→ **Task details**: For every line in the material below that holds "sigs", report the line.

→ **Records for the task**:
PR #778, opened 2022-01-11
Fix target argument in Makefile substitution command

abhay-krishna:
This PR fixes the Make substitution command to derive the value of `RAW_CLEAN_TARGETS` from `RAW_BUILD_TARGETS` instead of self-referencing itself.

### DIFF
--- a/images/capi/Makefile
+++ b/images/capi/Makefile
@@ -438,7 +438,7 @@ QEMU_CLEAN_TARGETS := $(subst build-,clean-,$(QEMU_BUILD_TARGETS))
 $(QEMU_CLEAN_TARGETS):
 	rm -fr output/$(subst clean-qemu-,,$@)-kube*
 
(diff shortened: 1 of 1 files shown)


abhay-krishna:
@kkeshavamurthy Any idea why the tests are failing? Are they flakes?

kkeshavamurthy:
Expect ova tests to fail. Known issue. 
I think azure tests might be a flake. They worked on my other open PR. 

/test pull-azure-vhds
/test pull-azure-sigs

abhay-krishna:
> Expect ova tests to fail. Known issue. I think azure tests might be a flake. They worked on my other open PR.
> 
> /test pull-azure-vhds /test pull-azure-sigs

Thanks for the info. In case of consistent known failures, is the practice to force-merge or add a `/override` comment for the presubmit context to pass for auto-merge via tide?

abhay-krishna:
@kkeshavamurthy Alright, it looks like the Azure presubmits are passing now.

abhay-krishna:
Could I get an update on this? Thanks!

→ **Exercise response**:
/test pull-azure-sigs
> /test pull-azure-vhds /test pull-azure-sigs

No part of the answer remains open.